About this task>
Your task is to copy each line of the material that holds the word "sure".

/---

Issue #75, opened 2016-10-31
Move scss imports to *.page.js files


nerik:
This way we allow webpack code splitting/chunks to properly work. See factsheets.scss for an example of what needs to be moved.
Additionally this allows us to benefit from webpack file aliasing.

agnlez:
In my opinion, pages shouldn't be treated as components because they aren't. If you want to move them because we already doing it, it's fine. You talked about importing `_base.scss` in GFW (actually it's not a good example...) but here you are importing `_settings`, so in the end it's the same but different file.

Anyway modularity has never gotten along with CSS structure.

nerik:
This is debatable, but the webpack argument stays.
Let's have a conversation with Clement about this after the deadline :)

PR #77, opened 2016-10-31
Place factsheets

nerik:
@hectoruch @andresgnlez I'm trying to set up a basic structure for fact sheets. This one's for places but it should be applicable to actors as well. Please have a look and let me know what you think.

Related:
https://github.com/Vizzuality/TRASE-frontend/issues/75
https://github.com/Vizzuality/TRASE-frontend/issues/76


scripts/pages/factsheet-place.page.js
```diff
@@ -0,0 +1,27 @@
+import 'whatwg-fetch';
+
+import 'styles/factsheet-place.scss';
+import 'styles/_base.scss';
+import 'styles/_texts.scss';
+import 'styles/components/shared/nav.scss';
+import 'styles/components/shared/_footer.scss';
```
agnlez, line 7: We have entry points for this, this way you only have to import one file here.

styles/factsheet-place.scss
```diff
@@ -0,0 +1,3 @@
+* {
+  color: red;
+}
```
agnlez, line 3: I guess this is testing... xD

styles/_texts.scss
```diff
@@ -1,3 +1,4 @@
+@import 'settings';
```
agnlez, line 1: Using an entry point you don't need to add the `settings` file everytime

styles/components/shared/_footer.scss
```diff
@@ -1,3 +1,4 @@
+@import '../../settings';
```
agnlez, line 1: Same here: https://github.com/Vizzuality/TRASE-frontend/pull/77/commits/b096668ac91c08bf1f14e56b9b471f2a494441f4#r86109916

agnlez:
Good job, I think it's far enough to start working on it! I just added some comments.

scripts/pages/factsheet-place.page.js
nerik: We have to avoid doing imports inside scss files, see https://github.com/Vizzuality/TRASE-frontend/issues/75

\---
/---

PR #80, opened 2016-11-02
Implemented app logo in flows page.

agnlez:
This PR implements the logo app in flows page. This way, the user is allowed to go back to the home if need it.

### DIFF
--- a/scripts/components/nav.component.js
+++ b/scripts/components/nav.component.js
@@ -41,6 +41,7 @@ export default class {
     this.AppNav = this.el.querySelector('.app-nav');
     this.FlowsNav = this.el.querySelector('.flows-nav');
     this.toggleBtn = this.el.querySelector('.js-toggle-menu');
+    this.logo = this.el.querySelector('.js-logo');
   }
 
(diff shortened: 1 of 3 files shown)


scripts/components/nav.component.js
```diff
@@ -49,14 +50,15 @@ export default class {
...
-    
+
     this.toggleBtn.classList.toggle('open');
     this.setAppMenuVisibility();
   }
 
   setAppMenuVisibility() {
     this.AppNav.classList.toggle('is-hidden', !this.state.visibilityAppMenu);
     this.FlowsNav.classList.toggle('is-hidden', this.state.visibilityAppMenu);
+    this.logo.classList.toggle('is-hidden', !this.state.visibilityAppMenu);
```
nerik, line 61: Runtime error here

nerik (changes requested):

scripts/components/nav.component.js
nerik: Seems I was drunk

\---
/---

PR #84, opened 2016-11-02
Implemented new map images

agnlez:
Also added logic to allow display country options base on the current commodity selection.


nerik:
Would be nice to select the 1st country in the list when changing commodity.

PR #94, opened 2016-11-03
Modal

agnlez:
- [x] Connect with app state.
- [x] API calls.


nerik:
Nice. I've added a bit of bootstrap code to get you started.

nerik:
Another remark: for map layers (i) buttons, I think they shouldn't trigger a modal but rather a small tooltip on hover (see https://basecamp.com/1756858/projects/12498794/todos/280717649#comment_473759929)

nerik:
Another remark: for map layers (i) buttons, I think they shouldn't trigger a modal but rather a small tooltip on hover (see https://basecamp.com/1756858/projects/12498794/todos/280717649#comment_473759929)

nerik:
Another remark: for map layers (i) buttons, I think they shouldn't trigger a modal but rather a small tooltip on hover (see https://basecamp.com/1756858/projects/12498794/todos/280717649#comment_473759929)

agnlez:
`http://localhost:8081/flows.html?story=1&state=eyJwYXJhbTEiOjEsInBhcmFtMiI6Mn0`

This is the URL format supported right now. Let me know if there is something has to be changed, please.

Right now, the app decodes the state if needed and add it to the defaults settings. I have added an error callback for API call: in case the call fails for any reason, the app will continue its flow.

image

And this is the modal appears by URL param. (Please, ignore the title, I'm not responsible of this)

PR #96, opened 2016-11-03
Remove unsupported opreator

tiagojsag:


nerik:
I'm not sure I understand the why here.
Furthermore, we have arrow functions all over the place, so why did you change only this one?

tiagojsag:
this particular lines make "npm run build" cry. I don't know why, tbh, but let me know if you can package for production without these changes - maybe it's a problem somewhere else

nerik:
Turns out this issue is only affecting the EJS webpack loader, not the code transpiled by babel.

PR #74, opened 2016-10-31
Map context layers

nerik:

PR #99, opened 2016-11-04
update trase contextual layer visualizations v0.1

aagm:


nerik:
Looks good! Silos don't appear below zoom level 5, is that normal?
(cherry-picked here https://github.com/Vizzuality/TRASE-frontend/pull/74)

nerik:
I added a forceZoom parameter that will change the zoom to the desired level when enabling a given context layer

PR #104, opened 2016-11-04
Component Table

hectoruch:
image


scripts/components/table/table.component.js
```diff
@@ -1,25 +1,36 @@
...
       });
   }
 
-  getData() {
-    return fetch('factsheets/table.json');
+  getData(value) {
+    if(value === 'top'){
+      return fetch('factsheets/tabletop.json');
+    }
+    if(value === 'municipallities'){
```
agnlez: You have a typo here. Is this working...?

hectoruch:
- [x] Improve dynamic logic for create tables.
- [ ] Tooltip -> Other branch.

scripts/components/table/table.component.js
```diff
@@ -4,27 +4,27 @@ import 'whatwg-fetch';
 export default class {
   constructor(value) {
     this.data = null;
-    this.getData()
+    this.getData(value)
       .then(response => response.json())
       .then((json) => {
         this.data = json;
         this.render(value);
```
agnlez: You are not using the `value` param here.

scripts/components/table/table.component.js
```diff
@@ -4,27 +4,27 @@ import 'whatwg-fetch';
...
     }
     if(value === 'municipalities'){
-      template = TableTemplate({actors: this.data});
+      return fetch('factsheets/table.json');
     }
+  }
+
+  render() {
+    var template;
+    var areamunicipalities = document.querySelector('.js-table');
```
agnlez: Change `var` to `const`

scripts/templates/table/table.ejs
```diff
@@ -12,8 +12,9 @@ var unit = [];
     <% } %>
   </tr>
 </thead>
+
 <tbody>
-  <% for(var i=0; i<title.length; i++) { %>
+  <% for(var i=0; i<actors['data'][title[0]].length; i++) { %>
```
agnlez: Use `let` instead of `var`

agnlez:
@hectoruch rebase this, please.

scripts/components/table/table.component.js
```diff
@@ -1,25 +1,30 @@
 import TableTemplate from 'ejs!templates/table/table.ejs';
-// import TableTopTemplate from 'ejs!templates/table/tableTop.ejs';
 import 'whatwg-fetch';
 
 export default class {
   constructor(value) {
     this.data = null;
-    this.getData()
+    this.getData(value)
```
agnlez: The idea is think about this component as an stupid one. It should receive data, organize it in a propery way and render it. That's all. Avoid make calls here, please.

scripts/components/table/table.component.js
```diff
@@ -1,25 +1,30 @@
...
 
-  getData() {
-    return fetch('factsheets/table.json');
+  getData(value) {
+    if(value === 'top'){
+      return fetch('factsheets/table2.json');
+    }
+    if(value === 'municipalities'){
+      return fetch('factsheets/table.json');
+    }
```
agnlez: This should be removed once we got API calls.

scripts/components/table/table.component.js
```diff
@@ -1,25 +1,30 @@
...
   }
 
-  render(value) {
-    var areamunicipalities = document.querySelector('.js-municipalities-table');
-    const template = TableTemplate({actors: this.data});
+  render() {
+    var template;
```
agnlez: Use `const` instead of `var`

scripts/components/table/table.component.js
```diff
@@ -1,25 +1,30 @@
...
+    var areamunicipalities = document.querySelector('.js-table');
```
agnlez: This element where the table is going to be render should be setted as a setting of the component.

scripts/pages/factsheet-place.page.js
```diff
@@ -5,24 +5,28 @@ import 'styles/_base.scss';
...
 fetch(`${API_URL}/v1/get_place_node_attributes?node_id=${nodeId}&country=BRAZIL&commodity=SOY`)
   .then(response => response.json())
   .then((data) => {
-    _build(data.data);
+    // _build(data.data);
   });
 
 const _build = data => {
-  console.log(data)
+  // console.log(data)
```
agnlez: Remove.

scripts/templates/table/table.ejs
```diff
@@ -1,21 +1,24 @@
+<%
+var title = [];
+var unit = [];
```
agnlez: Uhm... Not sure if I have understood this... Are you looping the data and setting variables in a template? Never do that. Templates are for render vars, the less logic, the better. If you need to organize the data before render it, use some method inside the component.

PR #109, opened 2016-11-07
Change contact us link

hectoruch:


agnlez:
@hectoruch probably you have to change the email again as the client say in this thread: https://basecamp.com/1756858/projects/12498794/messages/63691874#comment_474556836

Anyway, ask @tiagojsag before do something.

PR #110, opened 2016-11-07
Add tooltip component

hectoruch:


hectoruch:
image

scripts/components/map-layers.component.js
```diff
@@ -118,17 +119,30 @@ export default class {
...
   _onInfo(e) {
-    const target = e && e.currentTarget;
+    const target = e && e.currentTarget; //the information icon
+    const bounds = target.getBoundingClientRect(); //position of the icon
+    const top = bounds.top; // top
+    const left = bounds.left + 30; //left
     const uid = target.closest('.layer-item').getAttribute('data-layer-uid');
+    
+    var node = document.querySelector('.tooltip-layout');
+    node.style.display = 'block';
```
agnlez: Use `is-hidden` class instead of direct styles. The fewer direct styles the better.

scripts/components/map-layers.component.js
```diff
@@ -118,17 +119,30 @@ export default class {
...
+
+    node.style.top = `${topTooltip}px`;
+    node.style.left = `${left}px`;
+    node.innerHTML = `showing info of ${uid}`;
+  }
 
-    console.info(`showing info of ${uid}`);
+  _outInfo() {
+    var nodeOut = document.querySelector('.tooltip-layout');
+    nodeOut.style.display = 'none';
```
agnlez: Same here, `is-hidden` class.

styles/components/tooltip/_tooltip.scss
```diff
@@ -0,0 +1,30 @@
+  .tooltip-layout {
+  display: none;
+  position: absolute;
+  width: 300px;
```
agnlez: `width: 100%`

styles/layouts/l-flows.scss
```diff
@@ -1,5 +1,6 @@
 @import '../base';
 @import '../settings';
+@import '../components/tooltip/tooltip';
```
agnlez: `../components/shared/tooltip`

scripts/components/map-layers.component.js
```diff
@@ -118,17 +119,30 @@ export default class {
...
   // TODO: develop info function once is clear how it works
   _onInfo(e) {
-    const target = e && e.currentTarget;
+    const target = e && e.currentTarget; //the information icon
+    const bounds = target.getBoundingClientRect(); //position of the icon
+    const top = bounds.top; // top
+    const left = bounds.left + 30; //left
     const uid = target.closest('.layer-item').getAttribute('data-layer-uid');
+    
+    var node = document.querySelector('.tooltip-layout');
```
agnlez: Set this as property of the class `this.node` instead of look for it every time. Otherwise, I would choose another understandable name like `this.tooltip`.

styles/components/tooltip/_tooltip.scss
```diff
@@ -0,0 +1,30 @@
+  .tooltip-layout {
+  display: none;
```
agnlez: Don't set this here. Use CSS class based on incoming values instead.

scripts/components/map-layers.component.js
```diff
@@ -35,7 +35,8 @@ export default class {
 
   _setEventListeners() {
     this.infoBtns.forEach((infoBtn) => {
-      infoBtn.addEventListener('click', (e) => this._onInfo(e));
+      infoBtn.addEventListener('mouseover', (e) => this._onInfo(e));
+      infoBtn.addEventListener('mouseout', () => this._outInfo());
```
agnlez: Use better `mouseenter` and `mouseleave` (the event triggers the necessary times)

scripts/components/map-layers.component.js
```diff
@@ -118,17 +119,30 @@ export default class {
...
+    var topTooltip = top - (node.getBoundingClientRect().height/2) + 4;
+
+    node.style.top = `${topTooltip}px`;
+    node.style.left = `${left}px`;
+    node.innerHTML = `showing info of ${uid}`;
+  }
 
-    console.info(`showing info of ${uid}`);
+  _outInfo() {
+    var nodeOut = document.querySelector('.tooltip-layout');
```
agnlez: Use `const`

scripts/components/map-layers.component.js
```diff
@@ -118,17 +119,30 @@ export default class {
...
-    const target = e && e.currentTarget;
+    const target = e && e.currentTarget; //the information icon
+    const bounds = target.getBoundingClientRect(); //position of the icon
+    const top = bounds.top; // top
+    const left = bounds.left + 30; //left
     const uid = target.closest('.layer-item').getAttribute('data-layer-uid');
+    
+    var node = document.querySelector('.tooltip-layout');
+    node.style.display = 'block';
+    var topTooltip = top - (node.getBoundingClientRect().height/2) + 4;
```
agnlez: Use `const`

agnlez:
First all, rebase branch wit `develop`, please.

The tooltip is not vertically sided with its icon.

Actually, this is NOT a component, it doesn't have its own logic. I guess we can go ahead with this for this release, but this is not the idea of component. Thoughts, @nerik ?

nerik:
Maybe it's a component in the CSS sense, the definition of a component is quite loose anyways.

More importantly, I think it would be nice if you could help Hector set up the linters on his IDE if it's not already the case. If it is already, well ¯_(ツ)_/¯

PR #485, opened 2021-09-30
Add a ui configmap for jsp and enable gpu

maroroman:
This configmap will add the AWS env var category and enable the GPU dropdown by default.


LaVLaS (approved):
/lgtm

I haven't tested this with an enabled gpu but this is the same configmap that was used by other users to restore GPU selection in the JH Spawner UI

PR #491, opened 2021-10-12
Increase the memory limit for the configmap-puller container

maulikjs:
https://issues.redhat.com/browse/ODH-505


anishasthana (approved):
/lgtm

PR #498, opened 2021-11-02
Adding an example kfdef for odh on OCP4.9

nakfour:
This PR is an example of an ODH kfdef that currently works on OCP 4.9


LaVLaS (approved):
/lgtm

\---

Response below>
I'm not sure I understand the why here.
agnlez: Uhm... Not sure if I have understood this... Are you looping the data and setting variables in a template? Never do that. Templates are for render vars, the less logic, the better. If you need to organize the data before render it, use some method inside the component.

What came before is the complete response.